[Information shown — start]

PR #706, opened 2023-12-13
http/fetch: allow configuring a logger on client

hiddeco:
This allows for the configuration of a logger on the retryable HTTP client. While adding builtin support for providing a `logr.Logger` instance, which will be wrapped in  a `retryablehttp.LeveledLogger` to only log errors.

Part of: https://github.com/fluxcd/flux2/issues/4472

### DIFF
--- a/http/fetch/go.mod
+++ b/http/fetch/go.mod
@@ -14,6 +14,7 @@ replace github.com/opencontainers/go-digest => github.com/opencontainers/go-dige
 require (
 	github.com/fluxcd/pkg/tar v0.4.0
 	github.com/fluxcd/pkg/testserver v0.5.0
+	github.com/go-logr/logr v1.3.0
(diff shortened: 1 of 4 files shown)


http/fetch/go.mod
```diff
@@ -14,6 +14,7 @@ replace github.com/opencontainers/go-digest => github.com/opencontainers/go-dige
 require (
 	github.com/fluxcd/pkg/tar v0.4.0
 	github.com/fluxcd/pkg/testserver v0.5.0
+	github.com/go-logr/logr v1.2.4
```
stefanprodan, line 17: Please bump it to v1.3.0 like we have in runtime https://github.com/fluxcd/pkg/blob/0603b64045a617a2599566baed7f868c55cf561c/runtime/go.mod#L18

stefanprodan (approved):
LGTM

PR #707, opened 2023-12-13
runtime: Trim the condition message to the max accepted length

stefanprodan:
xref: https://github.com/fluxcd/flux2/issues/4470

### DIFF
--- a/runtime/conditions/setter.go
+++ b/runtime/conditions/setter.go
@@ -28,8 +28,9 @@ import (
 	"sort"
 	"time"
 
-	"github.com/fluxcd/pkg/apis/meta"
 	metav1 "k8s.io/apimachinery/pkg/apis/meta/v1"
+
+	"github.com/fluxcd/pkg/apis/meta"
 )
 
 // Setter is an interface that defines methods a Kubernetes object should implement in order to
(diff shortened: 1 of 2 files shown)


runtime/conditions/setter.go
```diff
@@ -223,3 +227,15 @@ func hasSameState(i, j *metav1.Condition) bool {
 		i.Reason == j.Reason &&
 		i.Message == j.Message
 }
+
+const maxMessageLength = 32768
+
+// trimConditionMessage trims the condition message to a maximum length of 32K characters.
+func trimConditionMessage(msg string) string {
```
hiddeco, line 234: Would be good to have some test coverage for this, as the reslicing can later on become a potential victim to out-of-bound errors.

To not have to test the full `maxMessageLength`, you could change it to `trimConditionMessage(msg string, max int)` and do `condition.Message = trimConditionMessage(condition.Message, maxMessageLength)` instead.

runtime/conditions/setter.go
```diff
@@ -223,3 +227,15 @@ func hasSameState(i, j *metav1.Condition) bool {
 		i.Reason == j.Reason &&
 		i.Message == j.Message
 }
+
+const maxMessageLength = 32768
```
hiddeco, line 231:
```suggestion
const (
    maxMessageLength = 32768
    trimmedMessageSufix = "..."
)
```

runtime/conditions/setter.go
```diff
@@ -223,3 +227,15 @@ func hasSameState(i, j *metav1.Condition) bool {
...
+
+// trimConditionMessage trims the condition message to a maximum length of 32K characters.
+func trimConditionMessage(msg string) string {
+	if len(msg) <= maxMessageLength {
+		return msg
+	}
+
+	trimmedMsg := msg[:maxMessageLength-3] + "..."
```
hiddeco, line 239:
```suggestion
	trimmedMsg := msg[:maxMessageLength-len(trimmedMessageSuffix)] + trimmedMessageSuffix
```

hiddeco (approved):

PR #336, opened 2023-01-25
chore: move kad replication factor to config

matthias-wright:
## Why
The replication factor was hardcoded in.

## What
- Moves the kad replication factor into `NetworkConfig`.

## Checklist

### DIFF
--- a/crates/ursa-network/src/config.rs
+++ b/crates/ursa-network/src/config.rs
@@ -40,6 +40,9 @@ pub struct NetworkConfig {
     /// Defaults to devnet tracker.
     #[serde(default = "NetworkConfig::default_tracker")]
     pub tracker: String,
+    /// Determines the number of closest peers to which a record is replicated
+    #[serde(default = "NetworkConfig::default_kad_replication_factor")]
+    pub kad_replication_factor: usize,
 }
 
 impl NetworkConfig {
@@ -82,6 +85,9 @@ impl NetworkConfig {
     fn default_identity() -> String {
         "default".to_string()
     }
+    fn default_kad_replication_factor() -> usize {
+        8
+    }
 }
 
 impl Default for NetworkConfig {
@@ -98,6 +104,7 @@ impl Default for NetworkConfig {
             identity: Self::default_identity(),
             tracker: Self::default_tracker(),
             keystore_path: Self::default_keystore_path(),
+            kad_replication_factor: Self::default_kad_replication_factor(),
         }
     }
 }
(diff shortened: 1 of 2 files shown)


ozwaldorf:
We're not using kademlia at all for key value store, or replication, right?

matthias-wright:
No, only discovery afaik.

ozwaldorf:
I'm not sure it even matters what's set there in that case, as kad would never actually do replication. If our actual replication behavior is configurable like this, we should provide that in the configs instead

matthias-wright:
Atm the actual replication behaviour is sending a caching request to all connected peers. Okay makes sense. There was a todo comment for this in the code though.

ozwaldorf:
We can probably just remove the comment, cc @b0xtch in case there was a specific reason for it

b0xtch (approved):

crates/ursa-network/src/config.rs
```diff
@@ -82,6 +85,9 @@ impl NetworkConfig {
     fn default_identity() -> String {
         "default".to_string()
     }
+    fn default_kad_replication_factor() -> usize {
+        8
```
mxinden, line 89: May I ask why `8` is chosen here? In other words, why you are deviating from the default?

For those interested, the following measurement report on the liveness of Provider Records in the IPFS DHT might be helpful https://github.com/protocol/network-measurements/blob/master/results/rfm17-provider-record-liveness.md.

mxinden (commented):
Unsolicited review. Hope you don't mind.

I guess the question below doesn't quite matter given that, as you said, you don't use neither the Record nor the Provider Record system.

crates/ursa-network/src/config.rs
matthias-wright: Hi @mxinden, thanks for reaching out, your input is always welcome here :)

[Information shown — finish]

### [What needs to be done]
Select, from the listing, all lines that include the word "approved".

### [Task response]
stefanprodan (approved):
hiddeco (approved):
b0xtch (approved):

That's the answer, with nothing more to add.